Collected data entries
PR #256, opened 2024-04-03
Simplify `{error,timeout}` error type

the-mikedavis:
Previously this return value was '{error,{timeout,RaLeaderId}}'. Leader information is generally not useful to Khepri API consumers though since Khepri covers leader redirection. So this change removes the leader ID from the error type and returns '{error,timeout}' instead.


dumbbell (approved):
Thank you!

PR #257, opened 2024-05-15
khepri_pattern_tree: Fix conditions that were matching subtrees

dumbbell:
## Why

A pattern tree with `/parent/*` is supposed to match `/parent/child` but not `/parent/child/grandchild`.

Before this patch, this was the case because we didn't check if we reached the of the path before calling the folding function in `khepri_pattern_tree:fold1/6`.

## How

Now, we check the context and only call the fold function if we reached the end of the path.

Otherwise, we recurse without calling that fold function, checking a few more things depending on whether the condition could match grand children or not.

The testsuites are expanded with more testcases to cover these situations.

### DIFF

§ WHAT THIS TASK INVOLVES
Write out every entry exactly as it appears.

§ RESULT OF THIS TASK
PR #256, opened 2024-04-03
Simplify `{error,timeout}` error type

the-mikedavis:
Previously this return value was '{error,{timeout,RaLeaderId}}'. Leader information is generally not useful to Khepri API consumers though since Khepri covers leader redirection. So this change removes the leader ID from the error type and returns '{error,timeout}' instead.


dumbbell (approved):
Thank you!

PR #257, opened 2024-05-15
khepri_pattern_tree: Fix conditions that were matching subtrees

dumbbell:
## Why

A pattern tree with `/parent/*` is supposed to match `/parent/child` but not `/parent/child/grandchild`.

Before this patch, this was the case because we didn't check if we reached the of the path before calling the folding function in `khepri_pattern_tree:fold1/6`.

## How

Now, we check the context and only call the fold function if we reached the end of the path.

Otherwise, we recurse without calling that fold function, checking a few more things depending on whether the condition could match grand children or not.

The testsuites are expanded with more testcases to cover these situations.

### DIFF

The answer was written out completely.